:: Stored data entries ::

******

PR #24, opened 2021-11-10
Add option to build ROS2 modulo control image with galactic

domire8:
Most of this PR are some minor improvements from @eeberhard that I propagated to the ROS1 images too. The main change is in the Dockerfile of ros2-modulo-control. Due to the fact that the CI doesnt have the BuildKit, its a bit trickier to enable two different installation procedures for foxy and galactic. But the way I did it works and if we start using galactic we should have it in CI as well.

That being said, I should maybe add galactic to the default CI too, so it builds automatically alongside noetic and foxy. What do you think?


ros2_modulo_control/build.sh
```diff
@@ -33,4 +33,4 @@ fi
 BUILD_FLAGS+=(--build-arg ROS_VERSION="${ROS_VERSION}")
 BUILD_FLAGS+=(-t "${IMAGE_NAME}:${ROS_VERSION}")
 
-DOCKER_BUILDKIT=1 docker build "${BUILD_FLAGS[@]}" .
+DOCKER_BUILDKIT=0 docker build "${BUILD_FLAGS[@]}" .
```
buschbapti, line 36: this should be kept

buschbapti (approved):
Very clean thank and useful thank you

ros2_modulo_control/build.sh
domire8:
```suggestion
DOCKER_BUILDKIT=1 docker build "${BUILD_FLAGS[@]}" .
```

eeberhard (approved):
Looks great, thanks for following up on my test branch with those improvements.

Can I ask what you did with the CI for `ros2_modulo_control/Dockerfile` - you mentioned it wouldn't work without buildkit to have the ARG-based layering, but in the end it looks to be the same structure that I had originally. I assume it's because the layering is not actually dependent on buildkit (which is instead needed for things like better layer caching and stopping the build on a specific target layer).

domire8:
> Looks great, thanks for following up on my test branch with those improvements.
> 
> Can I ask what you did with the CI for `ros2_modulo_control/Dockerfile` - you mentioned it wouldn't work without buildkit to have the ARG-based layering, but in the end it looks to be the same structure that I had originally. I assume it's because the layering is not actually dependent on buildkit (which is instead needed for things like better layer caching and stopping the build on a specific target layer).

It is very similar indeed. The main difference is that the two first steps (the one for foxy and the one for galactic) are always built because you cannot skip layers without the buildkit. So for those two steps, the ROS version is actually hardcoded and only in the last layer, the ARG ROS_VERSION is defined and will just continue from the correct step. You initially had the ARG ROS_VERSION for all layers which then doesnt work if you want to install ros-galactic stuff with apt-get.

buschbapti:
Just added the option to pass the `ROS_DOMAIN_ID` environment variable. Since moving to `galactic` network discovery is now back correctly so it was annoying to see the other nodes of people in the lab...

domire8:
Tested and it works as expected, thanks @buschbapti. Do you agree to this too @eeberhard ?

scripts/src/server.sh
```diff
@@ -50,6 +51,9 @@ Options:
                            For the list of gpu_options parameters see:
     >>> https://docs.docker.com/config/containers/resource_constraints/
 
+  --ros-domain-id <id>     Set the ROS_DOMAIN_ID environment variable
+                           to avoid conflicts when doing network discovery
```
eeberhard, line 55:
```suggestion
                           to avoid conflicts when doing network discovery.
```

eeberhard (approved):
Domain ID is a good addition, and as discussed it makes sense to set a consistent default when running containers through our script ecosystem.

For reference, the ID 14 was chosen as the sum of indices for the word `aica -> 1 + 9 + 3 + 1`.

Happy with this to be merged provided it has been tested successfully!

domire8:
Tested, merging now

******

All records are to be retyped precisely.

PR #24, opened 2021-11-10
Add option to build ROS2 modulo control image with galactic

domire8:
Most of this PR are some minor improvements from @eeberhard that I propagated to the ROS1 images too. The main change is in the Dockerfile of ros2-modulo-control. Due to the fact that the CI doesnt have the BuildKit, its a bit trickier to enable two different installation procedures for foxy and galactic. But the way I did it works and if we start using galactic we should have it in CI as well.

That being said, I should maybe add galactic to the default CI too, so it builds automatically alongside noetic and foxy. What do you think?


ros2_modulo_control/build.sh
```diff
@@ -33,4 +33,4 @@ fi
 BUILD_FLAGS+=(--build-arg ROS_VERSION="${ROS_VERSION}")
 BUILD_FLAGS+=(-t "${IMAGE_NAME}:${ROS_VERSION}")
 
-DOCKER_BUILDKIT=1 docker build "${BUILD_FLAGS[@]}" .
+DOCKER_BUILDKIT=0 docker build "${BUILD_FLAGS[@]}" .
```
buschbapti, line 36: this should be kept

buschbapti (approved):
Very clean thank and useful thank you

ros2_modulo_control/build.sh
domire8:
```suggestion
DOCKER_BUILDKIT=1 docker build "${BUILD_FLAGS[@]}" .
```

eeberhard (approved):
Looks great, thanks for following up on my test branch with those improvements.

Can I ask what you did with the CI for `ros2_modulo_control/Dockerfile` - you mentioned it wouldn't work without buildkit to have the ARG-based layering, but in the end it looks to be the same structure that I had originally. I assume it's because the layering is not actually dependent on buildkit (which is instead needed for things like better layer caching and stopping the build on a specific target layer).

domire8:
> Looks great, thanks for following up on my test branch with those improvements.
> 
> Can I ask what you did with the CI for `ros2_modulo_control/Dockerfile` - you mentioned it wouldn't work without buildkit to have the ARG-based layering, but in the end it looks to be the same structure that I had originally. I assume it's because the layering is not actually dependent on buildkit (which is instead needed for things like better layer caching and stopping the build on a specific target layer).

It is very similar indeed. The main difference is that the two first steps (the one for foxy and the one for galactic) are always built because you cannot skip layers without the buildkit. So for those two steps, the ROS version is actually hardcoded and only in the last layer, the ARG ROS_VERSION is defined and will just continue from the correct step. You initially had the ARG ROS_VERSION for all layers which then doesnt work if you want to install ros-galactic stuff with apt-get.

buschbapti:
Just added the option to pass the `ROS_DOMAIN_ID` environment variable. Since moving to `galactic` network discovery is now back correctly so it was annoying to see the other nodes of people in the lab...

domire8:
Tested and it works as expected, thanks @buschbapti. Do you agree to this too @eeberhard ?

scripts/src/server.sh
```diff
@@ -50,6 +51,9 @@ Options:
                            For the list of gpu_options parameters see:
     >>> https://docs.docker.com/config/containers/resource_constraints/
 
+  --ros-domain-id <id>     Set the ROS_DOMAIN_ID environment variable
+                           to avoid conflicts when doing network discovery
```
eeberhard, line 55:
```suggestion
                           to avoid conflicts when doing network discovery.
```

eeberhard (approved):
Domain ID is a good addition, and as discussed it makes sense to set a consistent default when running containers through our script ecosystem.

For reference, the ID 14 was chosen as the sum of indices for the word `aica -> 1 + 9 + 3 + 1`.

Happy with this to be merged provided it has been tested successfully!

domire8:
Tested, merging now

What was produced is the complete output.